Goal of the exercise: Each entry shown below is to be reproduced exactly.
▶
PR #678, opened 2024-03-03
Add Italian localization

19bibo85:
Add resource and nuspec for Italian localization and update README.

### DIFF
--- a/JsonSchema/nuspec/JsonSchema.Net.it.nuspec
+++ b/JsonSchema/nuspec/JsonSchema.Net.it.nuspec
@@ -1,0 +1,23 @@
+<?xml version="1.0" encoding="utf-8"?>
+<package>
+  <metadata minClientVersion="2.12">
+    <id>JsonSchema.Net.it</id>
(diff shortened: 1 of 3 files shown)


JsonSchema/nuspec/JsonSchema.Net.it.nuspec
```diff
@@ -0,0 +1,23 @@
+<?xml version="1.0" encoding="utf-8"?>
+<package>
+  <metadata minClientVersion="2.12">
+    <id>JsonSchema.Net.it</id>
+    <version>2.0.0</version>
```
gregsdennis, line 5: Version should be 1.0.0 since this will be a new package.

gregsdennis (approved):
Thanks for this!

JsonSchema/nuspec/JsonSchema.Net.it.nuspec
19bibo85: You're right! I have updated the PR changing the version from `2.00` to `1.0.0`.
◀
Response area:
PR #678, opened 2024-03-03
Add Italian localization

19bibo85:
Add resource and nuspec for Italian localization and update README.

### DIFF
--- a/JsonSchema/nuspec/JsonSchema.Net.it.nuspec
+++ b/JsonSchema/nuspec/JsonSchema.Net.it.nuspec
@@ -1,0 +1,23 @@
+<?xml version="1.0" encoding="utf-8"?>
+<package>
+  <metadata minClientVersion="2.12">
+    <id>JsonSchema.Net.it</id>
(diff shortened: 1 of 3 files shown)


JsonSchema/nuspec/JsonSchema.Net.it.nuspec
```diff
@@ -0,0 +1,23 @@
+<?xml version="1.0" encoding="utf-8"?>
+<package>
+  <metadata minClientVersion="2.12">
+    <id>JsonSchema.Net.it</id>
+    <version>2.0.0</version>
```
gregsdennis, line 5: Version should be 1.0.0 since this will be a new package.

gregsdennis (approved):
Thanks for this!

JsonSchema/nuspec/JsonSchema.Net.it.nuspec
19bibo85: You're right! I have updated the PR changing the version from `2.00` to `1.0.0`.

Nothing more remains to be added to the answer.